I'm a newbie here, but thought I would share my experience with trekking and carrying a lot of equipment.

After having tried (and bought  millions of 'bags and packs' I can tell you that for comfort either a back pack (yes, I know, nice to carry around stuff but a major pain in 'actual combat') or the Newswear Foul Weather chestvest. I know, it looks a bit strange when used in an urban environment (suicide bomber alert  but when trekking in Tibet...

I have traveled all over the world carrying my eos 1Ds Mark II , 17-40/ 24-105/ 70-200 f4/ 100-400 / 100 macro/ and a speedlite with cables , batteries, etc. very comfortably no hassle nor neck pain what so ever for days on end.

When you are in transit (i.e. walking, climbing, jumping) you where it on your back (like a gigantic fanny pack, straps crossed over your back) and when you are in action, you wear it on your tummy with the straps crossed over your chest.

You can reach everything quit easily (but because the Foul Weather vest has special rain covers within each pouch, it can sometimes be a little bit of a struggle to get a big lens with lens hood attached out, but you get used to that).

On top it all this when wearing the vest as designed i.e. on your chest, you can carry a big fat backpack (with your clothes and travel stuff) on your back (try to do that with a camera bag or phot backpack 

So, just my experience shared here, hope you can find your solution and enjoy Tibet. Happy Shooting!

PS: this again is a matter a personal preference and shooting style, but I really would want my 100-400 on this kind of trip. (Probably cursing it 95% of the time, but being extremely happy I brought it for the other 5%........


----------



## expatinasia (Jul 30, 2015)

If I were you I would take the 5D III with the 70-200 f/2.8 ii and the 17-40 f/4 (though if you can get a good price for it, sell it and buy the 16-35 f/4 IS - you won't regret it).
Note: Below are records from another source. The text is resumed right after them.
PR #823, opened 2018-08-31
Fix incorrect dates on transactions

wolverineks:
https://app.asana.com/0/239353283679855/775404594737488

Incoming transaction may have dates
that are incorrect by a factor of 1000x

This commit enables detecting incorrect
dates and attempts to fix them


paullinator:
Tests fail with miss-matched snapshots

PR #828, opened 2018-09-01
Implement WiredBalanceBox

paullinator:
This slightly optimizes WalletList.ui.js by separating the top Balance Box into a wired component.

* Get all state for WiredBalanceBox from selectors
* Get total fiat amount from thick selector that does the old `tallyUpTotalCrypto` routine. This needs to be optimized to not always re-calc all wallet fiat values if only one has changed
* Remove unnecessary props from WalletListConnector

### DIFF
--- a/src/modules/UI/Settings/selectors.js
+++ b/src/modules/UI/Settings/selectors.js
@@ -212,3 +212,8 @@ export const getOtpResetPending = (state: State) => {
   const otpResetPending = settings.otpResetPending
   return otpResetPending
 }
+
+export const getIsAccountBalanceVisible = (state: State) => {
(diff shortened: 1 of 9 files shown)


kylanhurt:
@paullinator I've made an adjustment to the code to use a utility function for tallying up the balance. The WalletList should have already been using it, rather than it's own component function, but it must have been an oversight.

Everything else looks good to me.

paullinator:
@kylanhurt `tallyUpTotalCrypto` is now a selector. Something I call a "thick" selector as it has a lot of logic in it. It's no longer in the component so in theory any component can use it. It does live in the walletlist selector but can be easily moved now that it's refactored

PR #844, opened 2018-09-12
Set parameter for number of Redux actions to show in RN Debugger

kylanhurt:
The purpose of this task is to explicitly define the number of actions show in the React Native Debugger so that the `maxAge` parameter can be modified according to a developer's needs.

There is no associated Asana task for this.

### DIFF
--- a/src/lib/configureStore.js
+++ b/src/lib/configureStore.js
@@ -16,7 +16,7 @@ const middleware = [errorAlert, loginStatusChecker, thunk, soundsMiddleware]
 if (ENV.ENABLE_REDUX_PERF_LOGGING) middleware.push(perfLogger)
 
 const composeEnhancers =
-  typeof window === 'object' && window.__REDUX_DEVTOOLS_EXTENSION_COMPOSE__ ? window.__REDUX_DEVTOOLS_EXTENSION_COMPOSE__({ name: 'ui' }) : compose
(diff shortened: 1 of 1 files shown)


src/lib/configureStore.js
```diff
@@ -16,7 +16,7 @@ const middleware = [errorAlert, loginStatusChecker, thunk, soundsMiddleware]
 if (ENV.ENABLE_REDUX_PERF_LOGGING) middleware.push(perfLogger)
 
 const composeEnhancers =
-  typeof window === 'object' && window.__REDUX_DEVTOOLS_EXTENSION_COMPOSE__ ? window.__REDUX_DEVTOOLS_EXTENSION_COMPOSE__({ name: 'ui' }) : compose
+  typeof window === 'object' && window.__REDUX_DEVTOOLS_EXTENSION_COMPOSE__ ? window.__REDUX_DEVTOOLS_EXTENSION_COMPOSE__({ name: 'ui', maxAge: 50 }) : compose
```
wolverineks: does this increase the number of actions displayed in the redux logger?

kylanhurt: No, because the default is 50 so it's just making it more obvious which parameter can be modified to change the number of actions displayed. If you increase the number it will show more actions. William is also thinking of removing the core from Redux at some point.

PR #856, opened 2018-09-14
Allen/remove async get accounts

ahujsak:
This removes the async fetchAccounts from initialization
moves the modal to the main ui 
and throws the modal if there is a OTP reset when the new function returns and does


src/constants/ActionConstants.js
```diff
@@ -51,6 +51,6 @@ export const ACCOUNT_INIT_COMPLETE = 'accountInitComplete'
 
 // OTP
 export const DISABLE_OTP_RESET = 'disableOTPReset'
-
+export const ENABLE_OTP_RESET = 'enableOTPReset'
```
swansontec: This will probably conflict with @wolverineks new action types as string literals.

PR #857, opened 2018-09-15
Enable flow typing reducer cases / actions

wolverineks:
Flow assumes the "flow type" of a variable to be the type of the data to which the variable resolves.
This means  with `const a = 'some string'`, flow considers the type of `a` to be `string`, not `'some string'`.

The unfortunate effect is that flow cannot distinguish between any 2 actions that use variables in the `type` property. For instance, flow cannot distinguish the difference between the following 2 actions:

```javascript
const SOME_ACTION = 'SOME_ACTION'
const SOME_OTHER_ACTION = 'SOME_OTHER_ACTION'
const someAction = () => ({ type: SOME_ACTION, data: 123 })
const someOtherAction = () => ({ type: SOME_OTHER_ACTION })
```

Consequently, flow cannot provide much assistance inside case statements of reducers.
```javascript
switch (action.type) {
  case SOME_ACTION: {
    ...
   /* flow cannot tell which action has been dispatched */
  }

  case SOME_OTHER_ACTION: {
  ...
   /* flow cannot tell which action has been dispatched */
  }
}
```

To enable flow to provide additional assistance, this PR converts all the action types and corresponding reducer cases to string literals.


src/modules/UI/scenes/Request/reducer.js
```diff
@@ -57,19 +55,7 @@ export const request = (state: RequestSceneState = initialState, action: Action)
...
-        ...state,
-        receiveAddress: {
-          ...receiveAddress,
-          metadata
-        }
-      }
-    }
-
-    case ACTION.UPDATE_AMOUNT_REQUESTED_IN_FIAT: {
+    case 'UPDATE_AMOUNT_REQUESTED_IN_FIAT': {
```
swansontec: We could probably PR this separately so we can verify that this change is correct.

src/reducers/contacts/actions.js
```diff
@@ -2,15 +2,13 @@
 
 import type { GuiContact } from '../../types'
 
-export const PREFIX = 'CONTACTS/'
-
-export const LOAD_CONTACTS_START = PREFIX + 'LOAD_CONTACTS_START'
+// export const LOAD_CONTACTS_START = 'CONTACTS/LOAD_CONTACTS_START'
```
swansontec: Delete this comment?

src/reducers/contacts/actions.js
```diff
@@ -2,15 +2,13 @@
...
 export const loadContactsStart = () => ({
-  type: LOAD_CONTACTS_START
+  type: 'CONTACTS/LOAD_CONTACTS_START'
 })
 
-export const LOAD_CONTACTS_SUCCESS = PREFIX + 'LOAD_CONTACTS_SUCCESS'
+// export const LOAD_CONTACTS_SUCCESS = 'CONTACTS/LOAD_CONTACTS_SUCCESS'
```
swansontec: Delete this comment?

PR #858, opened 2018-09-15
Scaling of Transaction Details Page

amanalili:


package.json
```diff
@@ -127,9 +126,10 @@
     "react-native-popup-menu": "0.13.3",
     "react-native-push-notification": "^3.0.2",
     "react-native-qrcode": "^0.2.3",
-    "react-native-randombytes": "^3.5.0",
-    "react-native-router-flux": "4.0.0-beta.31",
-    "react-native-share": "^1.1.1",
+    "react-native-randombytes": "git://github.com/Airbitz/react-native-randombytes.git",
```
paullinator: why did anything in package.json change other than `react-native-size-matters`?

src/modules/UI/components/Buttons/PrimaryButtonScaled.ui.js
```diff
@@ -0,0 +1,39 @@
+// @flow
```
paullinator: Put scaling into PrimaryButton and remove use of Scaled versions of components. We're looking to get the full app scaled now

src/modules/UI/components/FormattedTextScaled/FormattedTextScaled.ui.js
```diff
@@ -0,0 +1,40 @@
+/* eslint-disable flowtype/require-valid-file-annotation */
```
paullinator: Remove scaled versions of components

package.json
amanalili: I am not really sure why

paullinator: Please rebase this PR without the incorrect changes to package.json

PR #864, opened 2018-09-22
Add type checking to remaining actions / reducers

wolverineks:


src/modules/UI/Settings/reducer.js
```diff
@@ -286,9 +290,10 @@ export const settingsLegacy = (state: SettingsState = initialState, action: Acti
 
     case 'OVERWRITE_THEN_DELETE_TOKEN_SUCCESS': {
       // where oldCurrencyCode is the sender, and tokenObj.currencyCode is the receiver (new code)
-      const receiverCode = data.tokenObj.currencyCode
-      const senderCode = data.oldCurrencyCode
-      const { tokenObj } = data
+      if (!action.data) throw new Error('Invalid action')
+      const receiverCode = action.data.tokenObj.currencyCode
+      const senderCode = action.data.oldCurrencyCode
```
kylanhurt: Should this be checking to make sure that `tokenObj` exists?

src/modules/UI/Settings/reducer.js
```diff
@@ -334,15 +340,17 @@ export const settingsLegacy = (state: SettingsState = initialState, action: Acti
...
-        [currencyCode]: data
+        [currencyCode]: action.data
       }
     }
 
     case 'ADD_NEW_CUSTOM_TOKEN_SUCCESS': {
-      const { tokenObj, newCurrencyCode, settings } = data
+      if (!action.data) throw new Error('Invalid action')
+      const { tokenObj, newCurrencyCode, settings } = action.data
       const customTokens = settings.customTokens
```
kylanhurt: Do we need to check the existence of `settings` before we try to access the `settings.customTokens` property?

src/modules/UI/Settings/reducer.js
wolverineks: the point of this PR is not to fix existing bugs, but to fix bugs caused by the previous action typing PR

wolverineks: the point of this PR is not to fix existing bugs, but to fix bugs caused by the previous action typing PR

Add the 2X iii TC and that's it. Really, nothing else.

As for the bag, I would put the 70-200 on the body and put it in something like a Lowepro Toploader and then keep your TC in a Lowepro 8x6 lens case (fits perfectly) which you can attach to your belt. For the extra lens I would put that in a small lens bag which can also attach to your belt and your are all ready!

Have a great trip!


----------



## SUNDOG04 (Jul 30, 2015)

The 70-200 2.8 L IS II is a fantastic lens but it is heavy. The f4 IS version is just very slightly more than half the weight of the 2.8 L IS II version. The f4 version would be a great travel lens not only because of the lighter weight, but much less bulk as well.


----------



## tomscott (Jul 30, 2015)

I would take the 70-300mm L as it sits nicely between everything you have mentioned its small, lightweight and has outstanding IQ.

I took one traveling have way round the world, survived deserts, rain forests, arctic conditions. Awesome just wish id had a bit more reach on my 5DMKIII but is the best compromise out of those lenses.

I also use my 70-200mm with a 2x and its iq is great just heavy. Positive is that the lens zooms internally so more weather sealing.

The new 100-400mm is great but its bigger heavier and twice the price but offers the same IQ.


----------



## gregorywood (Jul 30, 2015)

If you're after the most quality and flexibility at the lightest weight, I'd propose the following:

70-200mm f/4L (IS or non-IS) if mostly outdoor and plenty of light, the IS is unneeded
17-40mm f/4L (or 16-35mm f/4L IS)
50mm f/1.4 or 1.8
1.4x and/or 2x extender

I'd leave the heavy 24-70mm as it is heavy, a narrow(ish) focal length. I've all but eliminated carrying all three zooms. I either carry the 24-105 or the other two together when I "know" I will need the reach of the 70-200. 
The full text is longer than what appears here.